The letter also notes that while half of the $25 million was already transferred to the Vatican – for the IDI – Cardinal Wuerl “has written to the Secretary of State to request, given the circumstances surrounding this grant, that the Holy See decline to accept any further monies pursuant to the grant that was approved in December.”

Moreover the executive proposes a “new grant policy wherein any grant of more than $1 million must be approved by a majority of both lay and clerical Trustees on the Board.”

A first attempt to quell the stewards was sent on January 8 suggesting that the massive request of funds for the corrupt hospital was actually a part of Pope Francis’s effort to fight financial corruption. Accompanied by a letter and reflection from Cardinal Wuerl, a “PF Stewards Report” explained that the $25 million request of the Pope for the IDI was made, “in the larger context of the Holy Father’s commitment to confront and eliminate corruption and financial mismanagement both within the Vatican itself and in outside projects with which it was involved or sponsored.” [By helping an institution known to be very corrupt and mismanaged???]

A highly trusted source inside the Vatican informed LifeSiteNews that much financial corruption continues unabated under Pope Francis even though the Pope is kept informed. [Remember Archbishop Farrell and John Allen swear Bergoglio knows everything that is said and done at the Vatican! Boy, is that ever a boomerang statement!]

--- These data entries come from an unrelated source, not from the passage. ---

Issue #1178, opened 2025-07-07
Async `getQueryFn`


italodirenzo93:
**Is your feature request related to a problem? Please describe.**
My specific use-case is in doing a kNN search with `dense_vector`. I'm using `getQueryFn` to execute a kNN search like so:
```ts
getQueryFn: (state) => {
  return {
    knn: {
      field: 'embedding',
      query_vector_builder: {
        text_embedding: {
          model_id: 'openai-embeddings',
          model_text: state.searchTerm
        }
      }
    }
  }
}
```
This works by using Elasticsearch's [Inference API](https://www.elastic.co/docs/api/doc/elasticsearch/operation/operation-inference-put-openai). However usage of this API requires a paid Enterprise license.

**Describe the solution you'd like**
Another way to create an input vector for a kNN search is to generate it in your own application code and pass it to to the `query_vector` field. However, since this almost always will be an `async` function call, it cannot be done within `getQueryFn` currently. Ideally, the example code above should be able to be written like this:
```ts
async getQueryFn: (state) => {
  const embedding = await openai.embeddings.create({
    model: 'text-embedding-3-small',
    input: state.searchTerm,
  })

  return {
    knn: {
      field: 'embedding',
      query_vector_builder: embedding.data[0].embedding
    }
  }
}
```

**Describe alternatives you've considered**
The `interceptSearchRequest` hook is asynchronous. Theoretically, one could create the base query within `getQueryFn` and then set the `query_vector` from within `interceptSearchRequest`. However, it feels more appropriate to keep code related to the base query within `getQueryFn` so that `interceptSearchRequest` can be kept for filters and other edge cases.

PR #1181, opened 2025-07-17
Allow getQueryFn to return a promise.

italodirenzo93:
## Description
Converts `getQueryFn` to an `async` function so that asynchronous work can be done when creating the query.

## Associated Github Issues
#1178


yansavitski (approved):
LGTM

Thank you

The Papal Foundation has a stellar record of assisting the Popes to support the poor, largely in developing nations. Since their first gift to Pope St. John Paul II in 1990, the Foundation’s fund has grown to over $215 million, and has given a total of $121 million in grants and scholarships.

From a look at their recent grants it is evident that the use of funds heretofore has been above reproach. The wealthy American Catholic families funded the building of churches, monasteries, schools and seminaries in impoverished nations. AIDS hospices, facilities for care of youth with physical and mental disabilities, and the like have also benefited from their generosity.

It seems this scandal is the first in the 30-year history of the organization. The executive letter states: “It is true that over the last fifteen years, if not longer, most of our donations have gone to the poor, and most of those poor have been in the poorer countries of the world.” It acknowledges that throughout the organization’s history, “almost all of the decisions of the organization were made with near unanimity of the Board.”